DATA FOR THIS TASK Start Marker

PR #612, opened 2025-06-10
document: remaining funcs, add decomp.me links

Bl00D4NGEL:
- Added decomp.me links for all remaining functions
- Added compilable non equivalent code for all funcs that hadn't had it yet
- Marked remaining funcs as non equiv (where applicable)
- Additionally sneaked in a match for func_8000E79C


DavidSM64 (approved):
LGTM

PR #617, opened 2025-06-11
Cleanup, and use constants where possible

Ryan-Myers:
There's enough here that I don't want to make an even bigger uglier PR later. So this is mostly just tidying up some code in some functions, and identifying and labelling some constants, as well as running the formatter where it's been missed.


Bl00D4NGEL (approved):
Lovely work

PR #3953, opened 2020-08-25
Clients, bug: explicitly sort protocols by scheme, Fixes #3854

### LINKED ISSUE #3854: rucio-admin rse info does not return protocols and/or RSE usages
Motivation
----------

```
'<' not supported between instances of 'dict' and 'dict'
This means the parameter you passed has a wrong type.
```

Modification
------------

patrick-austin:
Explicitly sort protocols by scheme
------------------

When sorting the RSE protocols for the CLI to print, sort them by the value of `'scheme'` to prevent the error `'<' not supported between instances of 'dict' and 'dict'` that was occurring when simply sorting the dicts directly.

### DIFF
--- a/bin/rucio-admin
+++ b/bin/rucio-admin
@@ -561,13 +561,13 @@ def info_rse(args):
         print('  ' + attribute + ': ' + str(attributes[attribute]))
     print('Protocols:')
     print('==========')
-    for protocol in sorted(rseinfo['protocols']):
+    for protocol in sorted(rseinfo['protocols'], key=lambda x: x['scheme']):
         print('  ' + protocol['scheme'])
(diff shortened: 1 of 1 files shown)


dchristidis:
Would you kindly apply a similar fix for `usage` a few lines below?

patrick-austin:
Of course, I've pushed the change.

I only ever had a problem with `protocols` so I thought the issue was that when it couldn't sort those, it cut off everything below it (which included the `usage` section). But looking at it now, it's obvious the same problem could occur for `usage` as well.

dchristidis (approved):

dchristidis:
Thanks!

Issue #3954, opened 2020-08-25
Off by one error in core/transfer.py


ericvaandering:
Motivation
----------

Reported by Patrick Austin

It looks like this commit https://github.com/rucio/rucio/commit/b519409488ad2af867c866e4e72cd96ecdbf86bc
introduced a bug in core/transfer.py where another field was selected out of the database, but the destination RSE in line 1254 was not updated to reflect this.

Modification
------------

Change 9 to 10 in line 1254

PR #3962, opened 2020-08-26
Transfers: Fix an off by one bug introduced. # 3954

ericvaandering:
Pull request title
------------------

An earlier PR introduced a bug by shifting this index. See the description in #3954 

Should go into 1.23.5 as well as 1.24 (and hot fix if produced)


ericvaandering:
Oops. I see @patrick-austin also made this PR.

patrick-austin:
Ah sorry, I should've commented or self-assigned on the issue (I thought I might as well make the PR given I'd already made the change on the RAL instance). At least it's only a one line change so it's not too much time wasted...

PR #3963, opened 2020-08-27
Core & Internals: support policy packages for multi-VO Rucio #3542

jamesp-epcc:
This adds full support for policy packages in multi-VO Rucio. The main change is to the REST APIs where it is now necessary to generate separate URLs for each unique SCOPE_NAME_REGEXP in use. Permission and schema modules are now loaded on-demand when multi_vo is enabled. This is because the test scripts import the schema before the database is initialised so it is not possible to iterate over the VOs at that point.

### DIFF
--- a/lib/rucio/common/schema/__init__.py
+++ b/lib/rucio/common/schema/__init__.py
@@ -32,41 +32,110 @@ import importlib
 # dictionary of schema modules for each VO
 schema_modules = {}
 
-# TODO: load schema module for each VO in multi-VO installations
+# list of unique SCOPE_NAME_REGEXP values from all schemas
+scope_name_regexps = []
 
 try:
-    if config.config_get_bool('common', 'multi_vo'):
-        GENERIC_FALLBACK = 'generic_multi_vo'
-    else:
-        GENERIC_FALLBACK = 'generic'
+    multivo = config.config_get_bool('common', 'multi_vo')
 except (NoOptionError, NoSectionError):
+    multivo = False
+
+# multi-VO version loads schema per-VO on demand
+# we can't get a list of VOs here because the database might not
+# be available as this is imported during the bootstrapping process
+if not multivo:
     GENERIC_FALLBACK = 'generic'
 
-if config.config_has_section('policy'):
-    try:
-        POLICY = config.config_get('policy', 'package') + ".schema"
-    except (NoOptionError, NoSectionError):
-        # fall back to old system for now
+    if config.config_has_section('policy'):
         try:
-            POLICY = config.config_get('policy', 'schema')
+            POLICY = config.config_get('policy', 'package') + ".schema"
         except (NoOptionError, NoSectionError):
-            POLICY = GENERIC_FALLBACK
-        POLICY = 'rucio.common.schema.' + POLICY.lower()
-else:
-    POLICY = 'rucio.common.schema.' + GENERIC_FALLBACK.lower()
+            # fall back to old system for now
+            try:
+                POLICY = config.config_get('policy', 'schema')
+            except (NoOptionError, NoSectionError):
+                POLICY = GENERIC_FALLBACK
+            POLICY = 'rucio.common.schema.' + POLICY.lower()
+    else:
+        POLICY = 'rucio.common.schema.' + GENERIC_FALLBACK.lower()
 
-try:
-    module = importlib.import_module(POLICY)
-except ImportError:
-    raise exception.PolicyPackageNotFound('Module ' + POLICY + ' not found')
+    try:
+        module = importlib.import_module(POLICY)
+    except ImportError:
+        raise exception.PolicyPackageNotFound('Module ' + POLICY + ' not found')
 
-schema_modules["def"] = module
+    schema_modules["def"] = module
+    scope_name_regexps.append(module.SCOPE_NAME_REGEXP)
 
 
-# TODO: in both of these functions, verify that named module exists
+def load_schema_for_vo(vo):
+    GENERIC_FALLBACK = 'generic_multi_vo'
+    if config.config_has_section('policy'):
+        try:
+            POLICY = config.config_get('policy', 'package-' + vo) + ".schema"
+        except (NoOptionError, NoSectionError):
+            # fall back to old system for now
+            try:
+                POLICY = config.config_get('policy', 'schema')
+            except (NoOptionError, NoSectionError):
+                POLICY = GENERIC_FALLBACK
+            POLICY = 'rucio.common.schema.' + POLICY.lower()
+    else:
+        POLICY = 'rucio.common.schema.' + GENERIC_FALLBACK.lower()
+
+    try:
+        module = importlib.import_module(POLICY)
+    except ImportError:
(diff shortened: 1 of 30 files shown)


bari12:
Hi @jamesp-epcc 
In general this looks good to me; Please rebase your branch and have a look on the failing tests as well.

jamesp-epcc:
> Hi @jamesp-epcc
> In general this looks good to me; Please rebase your branch and have a look on the failing tests as well.

@bari12 The tests are all passing now that the rebase is done. I think it was just the git cherry pick failing before.

bari12:
Hi @jamesp-epcc 
Sorry, I have another change-request. In the meanwhile I merged #3975 which was a long-planned change since we want to move from web.py to Flask as web backend. You added the functionality already to the web.py files, but didn't do it for the Flask ones (yet). At this point we should really try to keep flask and web.py completely in sync, since it should be interchangeable and eventually allow us to drop web.py as a backend completely. Can you please amend your PR with this. Sorry for the late notice about this.

lib/rucio/common/schema/__init__.py
```diff
@@ -32,41 +32,106 @@
...
     schema_modules[vo].validate_schema(name, obj)
 
 
 def get_schema_value(key, vo='def'):
+    if vo not in schema_modules:
+        load_schema_for_vo(vo)
     return getattr(schema_modules[vo], key)
+
+
+# returns a list of all unique SCOPE_NAME_REGEXPs from all schemas
```
bziemons: function comments should be added as doc strings to the function, like this:
```python
def get_scope_name_regexps():
    """ load schemas for all VOs here and add unique scope_name_regexps to list """
    …
```

lib/rucio/common/schema/__init__.py
```diff
@@ -32,41 +32,106 @@
...
+                load_schema_for_vo(vo['vo'])
+            scope_name_regexp = schema_modules[vo['vo']].SCOPE_NAME_REGEXP
+            if scope_name_regexp not in scope_name_regexps:
+                scope_name_regexps.append(scope_name_regexp)
+    return scope_name_regexps
+
+
+# given a tuple of URLs for webpy with '%s' as a placeholder for SCOPE_NAME_REGEXP,
+# return a finalised tuple of URLs that will work for all SCOPE_NAME_REGEXPs in all
+# schemas
```
bziemons: move to docstr, see above

lib/rucio/core/rse_expression_parser.py
```diff
@@ -33,15 +33,14 @@
...
 from rucio.common.config import config_get
 from rucio.common.exception import InvalidRSEExpression, RSEBlacklisted
 from rucio.core.rse import list_rses, get_rses_with_attribute, get_rse_attribute
 from rucio.db.sqla.session import transactional_session
 
 
-DEFAULT_RSE_ATTRIBUTE = schema.get_schema_value('DEFAULT_RSE_ATTRIBUTE')['pattern']
-RSE_ATTRIBUTE = schema.get_schema_value('RSE_ATTRIBUTE')['pattern']
+DEFAULT_RSE_ATTRIBUTE = r'([A-Z0-9]+([_-][A-Z0-9]+)*)'
+RSE_ATTRIBUTE = r'([A-Za-z0-9\._-]+[=<>][A-Za-z0-9_-]+)'
```
bziemons, line 43: is this known to all communities who might have that configured in their schema?

lib/rucio/web/rest/flaskapi/v1/common.py
```diff
@@ -105,11 +105,13 @@ def parse_scope_name(scope_name):
...
-    if scope_name is None:
-        raise ValueError('cannot parse scope and name')
-    return scope_name.group(1, 2)
+    scope_name_regexps = get_scope_name_regexps()
+    for regexp in scope_name_regexps:
+        # why again does that regex start with a slash?
+        result = re.match(regexp, '/' + scope_name)
+        if result is not None:
+            return result.group(1, 2)
+    raise ValueError('cannot parse scope and name')
```
bziemons: shouldn't the method instead take the vo as a parameter and select the correct `scope_name` regex from that? Also please keep the documentation of the function up-to-date.

lib/rucio/web/rest/webpy/v1/did.py
```diff
@@ -1099,6 +1099,11 @@ def DELETE(self, scope, name):
    Web service startup
 ----------------------"""
 
+logfile = open('/tmp/rucio_log_jtp', 'w')
+for url in URLS:
+    logfile.write(url + "\n")
+logfile.close()
```
bziemons: should this still be in here? debug code?

bziemons (changes requested):
From what I can see you might have forgotten at least the URLS in `webpy/v1/main.py`. Please check, if there are more like that.

lib/rucio/common/schema/__init__.py
jamesp-epcc: Thanks, I will fix that.

lib/rucio/common/schema/__init__.py
jamesp-epcc: I will also fix this one.

lib/rucio/core/rse_expression_parser.py
jamesp-epcc: I discussed this with Martin a few weeks ago, he said it had never been used and could safely be removed.

lib/rucio/web/rest/flaskapi/v1/common.py
jamesp-epcc: Yes, that's probably a better approach for the flask version. (It wasn't possible to do it that way for webpy since the URLs have to be registered at start up). I will make the change.

lib/rucio/web/rest/webpy/v1/did.py
jamesp-epcc: Well spotted, it should not be there. I will remove it.

jamesp-epcc:
Thanks also for pointing out the URLs in `main.py` - those weren't there when I started working on this so I hadn't noticed them.

lib/rucio/web/rest/flaskapi/v1/common.py
bziemons: not all endpoints have the `request.environ['vo']` set, because that is set with the same hook that checks authentication. You could get the header manually in those cases.

jamesp-epcc: I've done that for the redirects.

bziemons (dismissed):
Thanks for the requested changes! Looks good to me now

PS: @bari12 would probably want to have the changes squashed
PPS: But he can talk for himself :D

jamesp-epcc:
I have squashed the commits to tidy this up a bit.

ericvaandering:
This commit breaks CMS. @nsmith-  this is where the issue is coming from. The problem is in the changes to lib/rucio/core/rse_expression_parser.py 

CMS RSEs are not all upper case. It looks like instead of querying the schema, something was chosen and what was chosen was from the generic schema not the schema actually in use. For CMS this could be remedied with a simple addition of a-z in a place or two, but there should be a more general fix.

PR #3964, opened 2020-08-27
Testing: Fix tests in docker-compose dev env

bziemons:
Tests currently fail when running tools/run_tests_docker.sh inside the docker dev environment:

DATA FOR THIS TASK End Marker

TASK DIRECTIONS: Begin at the first line of the records above and quote every line verbatim through the one that contains "- Additionally sneaked".

YOUR RESPONSE:
PR #612, opened 2025-06-10
document: remaining funcs, add decomp.me links

Bl00D4NGEL:
- Added decomp.me links for all remaining functions
- Added compilable non equivalent code for all funcs that hadn't had it yet
- Marked remaining funcs as non equiv (where applicable)
- Additionally sneaked in a match for func_8000E79C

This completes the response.